[Brief]
Locate every line in the records below that holds the word "conn" and return each one.

[Input data]
****************

PR #139, opened 2022-03-05
preserve id under the old-id for nodes updated during indexing

zonotope:
This fixes a bug where new ledgers can't be created (and old ledgers can't be indexed) I introduced by trying to DRY up tree walking code without accounting for downstream code that relies on the previous id from index nodes to be preserved under the `old-id` key. The indexing process itself succeeds, but no garbage could be serialized because the garbage keys were not preserved. 

This patch adds back the old-id key for updated nodes, allowing them to be serialized.

### DIFF
--- a/src/fluree/db/ledger/indexing.clj
+++ b/src/fluree/db/ledger/indexing.clj
@@ -210,6 +210,10 @@
              (xf result*))))))))
 
 (defn preserve-id
+  "Stores the original id of a node under the `::old-id` key if the `node` was
+  resolved, leaving unresolved nodes unchanged. Useful for keeping track of the
+  original id for modified nodes during the indexing process for garbage
+  collection purposes"
   [{:keys [id] :as node}]
   (cond-> node
     (index/resolved? node) (assoc ::old-id id)))
--- a/src/fluree/db/ledger/indexing.clj
+++ b/src/fluree/db/ledger/indexing.clj
@@ -209,6 +209,11 @@
                     (unreduced (xf result* node)))
              (xf result*))))))))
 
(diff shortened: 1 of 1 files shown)


dpetran (approved):

dpetran:
This looks good to me, is there a test we could have that would have caught this? We don't necessarily have to add it here, but I'd like to slowly build up our regression test suite.

zonotope:
> This looks good to me, is there a test we could have that would have caught this? We don't necessarily have to add it here, but I'd like to slowly build up our regression test suite.

I was thinking about how best to add a test. The difficulty is that I think it requires a full end-to-end integration test that actually serializes the index (and garbage files) to disk. I'll see if I can do that today, but I'll also merge this now without it just so the broken main doesn't block anyone.

cap10morgan:
> > This looks good to me, is there a test we could have that would have caught this? We don't necessarily have to add it here, but I'd like to slowly build up our regression test suite.
> 
> 
> 
> I was thinking about how best to add a test. The difficulty is that I think it requires a full end-to-end integration test that actually serializes the index (and garbage files) to disk. I'll see if I can do that today, but I'll also merge this now without it just so the broken main doesn't block anyone. 
> 
> 

FYI I have a working integration test locally that I'll PR today. I wrote it on the plane on Friday.

It just tries to create, transact against, and query a ledger but using file storage instead of memory storage like the rest of the test suite.

It fails with this issue and I'll try it again with this fix merged to make sure it now passes.

cap10morgan:
The aforementioned test: https://github.com/fluree/ledger/pull/140

PR #140, opened 2022-03-08
Test file storage ledger create & interaction & fix race condition in tests

cap10morgan:
This does a couple of things:

1. It adds an integration test that creates and uses a ledger w/ file storage instead of the memory storage the rest of the tests use. There was a recent bug that only appeared with file storage, and it isn't the first one of its kind. Now we'll have a test that can catch some of those.
2. It fixes a somewhat long-standing race condition in the test suite where it starts trying to create ledgers right after spinning up a test system. Every once in awhile it sent a `:new-db` command before the default private key was added to the group's local-state, and then the command would fail. The test suite now waits for that private key to appear before running the tests. This seems unlikely to come up in production, though.

### DIFF
--- a/Makefile
+++ b/Makefile
@@ -97,6 +97,12 @@ target/fluree-ledger.jar: resources/adminUI $(SOURCES) $(RESOURCES)
 
 jar: target/fluree-ledger.jar
 
+unit-test:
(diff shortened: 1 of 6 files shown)


dpetran (approved):
:1st_place_medal:

PR #144, opened 2022-03-14
FC-1360 Context smartfunctions - bootstrapping and tests - updated on main

bplatz:
Companion to corresponding fluree/db release incorporating context and associate smartfunctions. See: https://github.com/fluree/db/pull/161

Includes new test for feature in 'invoicing' example.


test/fluree/db/ledger/general/invoice_tests.clj
```diff
@@ -97,7 +97,74 @@
...
+              {"_user/username" "scott", :_id 87960930223082}
+              {"_user/username" "freddie", :_id 87960930223081}]))
+      ;; scott can see only _user in the same org
+      (is (= scott-q-res
+             [{:_id 87960930223084, "_user/username" "fannie"}
+              {:_id 87960930223082, "_user/username" "scott"}]))
+      ;; antonio can only see himself, no other users are in same org
+      (is (= antonio-q-res
+             [{"_user/username" "antonio", :_id 87960930223083}])))))
+
```
cap10morgan, line 163: Love the addition of tests!

One thing to consider is that when we migrate this test ns to be more idiomatic, each `deftest` will need to be runnable in isolation w/ its own randomly-named ledger. In here the second `deftest` relies on running after the first one & in the same ledger. It's fine if you want to leave changing that until we get to migrating this ns. Or you could change that now or even fully migrate the test ns to idiomatic if you want to / have time (I [documented the process here](https://github.com/fluree/ledger/blob/main/test/CONVERT_TO_IDIOMATIC.md)).

I think whichever option you choose is fine, just wanted to point it out.

cap10morgan (approved):
Looks good! Yay tests!

PR #150, opened 2022-04-06
FC-1382: Delete stale files after reindexing

zonotope:
This patch identifies all index nodes descended from the current index root, and deletes every other file directly from that Raft group and storage.

### DIFF
--- a/src/fluree/db/ledger/reindex.clj
+++ b/src/fluree/db/ledger/reindex.clj
@@ -1,8 +1,10 @@
 (ns fluree.db.ledger.reindex
   (:require [fluree.db.util.log :as log]
             [fluree.db.storage.core :as storage]
+            [fluree.db.ledger.storage :as ledger-storage]
             [fluree.db.dbproto :as dbproto]
             [fluree.db.flake :as flake]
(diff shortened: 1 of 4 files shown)


src/fluree/db/ledger/reindex.clj
```diff
@@ -172,19 +209,23 @@
...
-                         network           (:network indexed-db)
-                         dbid              (:dbid indexed-db)
-                         index-point       (get-in indexed-db [:stats :indexed])
-                         state-atom        (-> conn :group :state-atom)
-                         submission-server (get-in @state-atom [:_work :networks network])]
-                     (<? (txproto/write-index-point-async group network dbid index-point submission-server {}))
-                     indexed-db)                            ;; final index if any novelty
-                   db))
+                 (let [final-db (if (> (get-in db [:novelty :size]) 0)
+                                  (let [indexed-db        (async/<! (indexing/refresh db {:status  status
```
cap10morgan, line 213: Can this return an error? If so, should we switch it to `<?`?

cap10morgan (approved):
One question but looks good overall!

PR #151, opened 2022-04-07
FC-1385: Retry all filestore reads 3 times

zonotope:


dpetran (approved):
This looks good - does address some sort of filesystem race condition issue, or is this just preventative? Should we consider adding retries in other locations?

zonotope:
> This looks good - does address some sort of filesystem race condition issue, or is this just preventative? Should we consider adding retries in other locations?

I believe it's a filesystem race condition issue, but it only happens transiently, and for very large databases so it's hard to pin down what's happening. We're currently doing the retry manually when this occurs, but that means downtime. 

I don't think this is the ultimate fix, but it at least allows the database to move forward when these transient issues occur. We've only seen this for file-backed storage, so I think it's a filesystem/disk issue, so I tried to keep the retry logic as focused as possible to just that code path.

PR #156, opened 2022-04-27
Ensure that :txid-only defaults to false in /command HTTP API endpoint

cap10morgan:
The old code defaulted to true when the param was omitted, unlike everywhere else where it defaults to false.

### DIFF
--- a/src/fluree/db/peer/http_api.clj
+++ b/src/fluree/db/peer/http_api.clj
@@ -200,18 +200,6 @@
         true))))
 
 
-(defn- default-to-false
-  "Returns the value of key k in map m with default value `false`. Meaning that
-  if the value is anything but `true`, this will return `false`. Iff the value
-  is `true`, it will return `true`.
-
-  The difference between this and (get m k false) is that will return `true`
-  when the value is truthy (e.g. a string) whereas this treats anything other
-  than `true` as `false`."
-  [m k]
-  (-> m (get k) true?))
-
-
 (defmulti action-handler (fn [action _ _ _ _ _] action))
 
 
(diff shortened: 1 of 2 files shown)


cap10morgan:
Reminder to self: Merge maintenance/v1 into main after this lands.

src/fluree/db/peer/http_api.clj
```diff
@@ -275,7 +287,8 @@
           result (cond
                    (and (:cmd param) (:sig param))
                    (let [persist-resp (<? (fdb/submit-command-async conn param))
-                         result       (if (and (string? persist-resp) (-> param :txid-only false?))
+                         result       (if (and (string? persist-resp)
+                                               (not (default-to-false param :txid-only)))
```
bplatz, line 291: Maybe instead of a new fn?:
```
(if (true? (:txid-only param))
   persist-resp
   (<? (fdb/monitor-tx-async conn ledger persist-resp timeout)))
```

bplatz (approved):
One suggestion at your option, but otherwise LGTM.

src/fluree/db/peer/http_api.clj
cap10morgan: Yeah that's way better. Do you think it's still important to check for the string value in `persist-resp`?

bplatz: I think so. Missed that in my response. If it isn't a string, I think it means there is an error, and with <? it should check/throw but maybe some other condition case exists that makes sense to leave the check in there for now bing this is a quick fix.

PR #160, opened 2022-05-20
Bug/reify db failure

zonotope:
This patch is mainly picking up the changes in https://github.com/fluree/db/pull/174, as well as some cleanup and fixing the tests to be a bit more deterministic to explicitly wait on a db with a specified block.


Dockerfile
```diff
@@ -20,7 +20,7 @@ COPY . ./
 RUN make uberjar
 RUN make stage-release
 
-FROM openjdk:17-slim-bullseye AS runner
+FROM eclipse-temurin:17-jre-focal AS runner
```
dpetran, line 23: What's different about this image?

dpetran: Ah, I see this came in from the merge, nvm

dpetran:
Oops, I just saw this was still in-progress, I'll leave you alone until it's done!

PR #161, opened 2022-06-04
FC-1409 add test for two-tuple where binding, update db dependency

bplatz:


test/fluree/db/ledger/docs/query/advanced_query.clj
```diff
@@ -121,6 +121,24 @@
...
+    (let [query      {:select ["?e" "?maxNum"]
+                      :where  [["?e" "person/favNums" "?favNums"]
+                               ["?maxNum" "#(max ?favNums)"]]}
+          db         (basic/get-db test/ledger-chat)
+          res        (async/<!! (fdb/query-async db query))
+          maxNumVals (->> res
+                          (map second)
+                          (into #{}))]
+
+      ;; all two-tuple results should have the identical ?maxNum
```
zonotope, line 135: I think these comments would be more useful in the optional `msg` argument of the [`is` test macro](https://clojuredocs.org/clojure.test/is). That way if/when this test fails, we'll get a printed error message in the console/repl:

```clojure
(is (= 1 (count maxNumVals))
    "all two-tuple results should have the identical ?maxNum")
```

test/fluree/db/ledger/docs/query/advanced_query.clj
```diff
@@ -121,6 +121,24 @@
...
+      (is (= 1 (count maxNumVals)))
+
+      ;; sample data set has max favNum as 1950
```
zonotope, line 138: same here as above 👆🏾

zonotope (approved):
Looks good to me besides minor documentation suggestions.

PR #164, opened 2022-06-09
Fix FC-1414 block not found

dpetran:
This also includes a fix for the broken new-ledger command - it was checking for a keyword and we were supplying a string.

This is a fix for `maintenance/v1`, we may also need to apply these changes to main, but I haven't checked yet.

### DIFF
--- a/src/fluree/db/peer/http_api.clj
+++ b/src/fluree/db/peer/http_api.clj
@@ -779,10 +779,10 @@
                                            (throw (ex-info (str "If using a closed api, a storage request must be returned as json.")
                                                            {:status 401
                                                             :error  :db/invalid-transaction})))
-                        {:keys [network ledger type key]} params
-                        ledger           (keyword network ledger)
-                        _                (when-not (and network ledger type)
-                                           (throw (ex-info (str "Incomplete request. At least a network, db and type are required. Provided network: " network " ledger: " ledger " type: " type " key: " key)
+                        {network :network dbid :ledger type :type key :key} params
+                        ledger        (keyword network ledger)
+                        _                (when-not (and network dbid type)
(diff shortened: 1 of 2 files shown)


src/fluree/db/peer/http_api.clj
```diff
@@ -779,10 +779,10 @@
                                            (throw (ex-info (str "If using a closed api, a storage request must be returned as json.")
                                                            {:status 401
                                                             :error  :db/invalid-transaction})))
-                        {:keys [network ledger type key]} params
-                        ledger           (keyword network ledger)
-                        _                (when-not (and network ledger type)
-                                           (throw (ex-info (str "Incomplete request. At least a network, db and type are required. Provided network: " network " ledger: " ledger " type: " type " key: " key)
+                        {network :network dbid :ledger type :type key :key} params
+                        ledger        (keyword network ledger)
```
bplatz, line 783: Should this be `(keyword network dbid)` ?

bplatz (approved):
Looks good, only main concern is making sure the (keyword ...) fn I commented on is correct. If so, good here!

src/fluree/db/peer/http_api.clj
dpetran: Good catch, thanks.

src/fluree/db/peer/http_api.clj
```diff
@@ -811,9 +811,11 @@
                                                             (throw (ex-info (str "Auth id for request does not exist in the database: " jwt-auth)
                                                                             {:status 403 :error :db/invalid-auth})))]
                                              jwt-auth))
-                        formatted-key    (cond-> (str network "_" ledger "_" type)
-                                                 key (str "_" key))
+                        formatted-key    (cond-> (str network "_" dbid "_" type)
+                                           key (str "_" key))
```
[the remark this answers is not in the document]
dpetran: I've added it there and will change it here once db gets published. There's now a todo to remind us.

PR #165, opened 2022-06-15
restore main docker tag

cap10morgan:
@bplatz asked if we could bring this back, but only for the main branch. So hopefully this won't clutter up our Docker tags too badly.

I also implemented a post-1.0.0 TODO I noticed in here.


zonotope (approved):
🏷️

PR #167, opened 2022-06-29
FC-1416: Fix/full text exception

zonotope:
The actual bug fix is [here](https://github.com/fluree/ledger/compare/fix/full-text-exception?expand=1#diff-0ccab2b33b9dd82422bb1d3cc78e9806e72b54270d68c07c127aee7dd4fc6951R40-R50), that extracts the actual full text predicate values from the subject attributes of the updated flakes. The rest of these changes are to give access to the test/example data in development while still maintaining the right logging config both in test and dev by adding a dev-resources directory to contain the test/example data and making that accessible to both the dev and test aliases. I also did a bit of cleanup to use the flake component functions to cut down on all the type hints. 

I tried really hard to add a test that would have caught this bug, but unfortunately the in-memory full text store doesn't hold on to the data after it's closed, and we can't hold it open because it isn't thread safe and can only be opened by one process at a time.


cap10morgan:
Found it: https://github.com/fluree/ledger/blob/main/test/fluree/db/ledger/integration/file_storage_test.clj

zonotope:
@cap10morgan thanks for the pointer! I have a file-backed full text integration test up, and this is ready for review again.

****************

[Written solution]
-                         state-atom        (-> conn :group :state-atom)
                    (let [persist-resp (<? (fdb/submit-command-async conn param))
   (<? (fdb/monitor-tx-async conn ledger persist-resp timeout)))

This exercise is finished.